PROBLEM REQUIREMENTS: Could you restate the entries below word for word?

DATA SECTION:
PR #5972, opened 2019-08-21
lib/connections: Upgrade QUIC package, use contexts for timeout

calmh:
### Purpose

Use the new hotness.

### Testing

QUIC still works for me with this change.


lib/connections/quic_listen.go
```diff
@@ -105,53 +109,33 @@ func (t *quicListener) serve(stop chan struct{}) error {
 	l.Infof("QUIC listener (%v) starting", packetConn.LocalAddr())
 	defer l.Infof("QUIC listener (%v) shutting down", packetConn.LocalAddr())
 
-	// Accept is forever, so handle stops externally.
-	go func() {
-		select {
-		case <-stop:
-			_ = listener.Close()
```
AudriusButkevicius: This is now nowhere to be found.

lib/connections/quic_listen.go
```diff
@@ -105,53 +109,33 @@ func (t *quicListener) serve(stop chan struct{}) error {
...
-
 		select {
 		case <-stop:
-			if err == nil {
-				_ = session.Close()
-			}
 			return nil
 		default:
 		}
+
```
AudriusButkevicius: Don't need the select thing above as the parent context would be cancelled? Potentially the for loop should check for ctx.Done()'ness?

calmh: We could check the ctx instead of the stop channel if we like, but we need to break the loop somehow so I think the select is still required as-is.

calmh: Oh now I see what you mean

calmh: Or, well, we could `for ctx.Err() == nil {` instead; do you think that's cleaner?

AudriusButkevicius: Idk, my point is the context is the token of termination, not the channel so we should use that.

calmh:
I removed the timeout on accept -- it'll stop when the context closes and there's no need for us to loop on it otherwise I think.

lib/connections/quic_listen.go
```diff
@@ -101,57 +105,32 @@ func (t *quicListener) serve(stop chan struct{}) error {
...
-				_ = session.Close()
-			}
+		case <-ctx.Done():
 			return nil
 		default:
 		}
+
+		session, err := listener.Accept(ctx)
 		if err != nil {
 			if err, ok := err.(net.Error); !ok || !err.Timeout() {
```
imsodin: Also don't warn for `err == context.Canceled`. And in principle that could be used to break the loop instead of the select above (but I think the explicit check at the beginning like now is cleaner).

calmh: Fixd. I'm keeping the select because there is no guarantee that the QUIC package won't do a `return fmt.Errorf("accept: %v", err)` itself tomorrow and then the `==` will fail. (Right now it works.) (Longer term we should use `xerrors.Is`...)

SOLVED EXERCISE:
PR #5972, opened 2019-08-21
lib/connections: Upgrade QUIC package, use contexts for timeout

calmh:
### Purpose

Use the new hotness.

### Testing

QUIC still works for me with this change.


lib/connections/quic_listen.go
```diff
@@ -105,53 +109,33 @@ func (t *quicListener) serve(stop chan struct{}) error {
 	l.Infof("QUIC listener (%v) starting", packetConn.LocalAddr())
 	defer l.Infof("QUIC listener (%v) shutting down", packetConn.LocalAddr())
 
-	// Accept is forever, so handle stops externally.
-	go func() {
-		select {
-		case <-stop:
-			_ = listener.Close()
```
AudriusButkevicius: This is now nowhere to be found.

lib/connections/quic_listen.go
```diff
@@ -105,53 +109,33 @@ func (t *quicListener) serve(stop chan struct{}) error {
...
-
 		select {
 		case <-stop:
-			if err == nil {
-				_ = session.Close()
-			}
 			return nil
 		default:
 		}
+
```
AudriusButkevicius: Don't need the select thing above as the parent context would be cancelled? Potentially the for loop should check for ctx.Done()'ness?

calmh: We could check the ctx instead of the stop channel if we like, but we need to break the loop somehow so I think the select is still required as-is.

calmh: Oh now I see what you mean

calmh: Or, well, we could `for ctx.Err() == nil {` instead; do you think that's cleaner?

AudriusButkevicius: Idk, my point is the context is the token of termination, not the channel so we should use that.

calmh:
I removed the timeout on accept -- it'll stop when the context closes and there's no need for us to loop on it otherwise I think.

lib/connections/quic_listen.go
```diff
@@ -101,57 +105,32 @@ func (t *quicListener) serve(stop chan struct{}) error {
...
-				_ = session.Close()
-			}
+		case <-ctx.Done():
 			return nil
 		default:
 		}
+
+		session, err := listener.Accept(ctx)
 		if err != nil {
 			if err, ok := err.(net.Error); !ok || !err.Timeout() {
```
imsodin: Also don't warn for `err == context.Canceled`. And in principle that could be used to break the loop instead of the select above (but I think the explicit check at the beginning like now is cleaner).

calmh: Fixd. I'm keeping the select because there is no guarantee that the QUIC package won't do a `return fmt.Errorf("accept: %v", err)` itself tomorrow and then the `==` will fail. (Right now it works.) (Longer term we should use `xerrors.Is`...)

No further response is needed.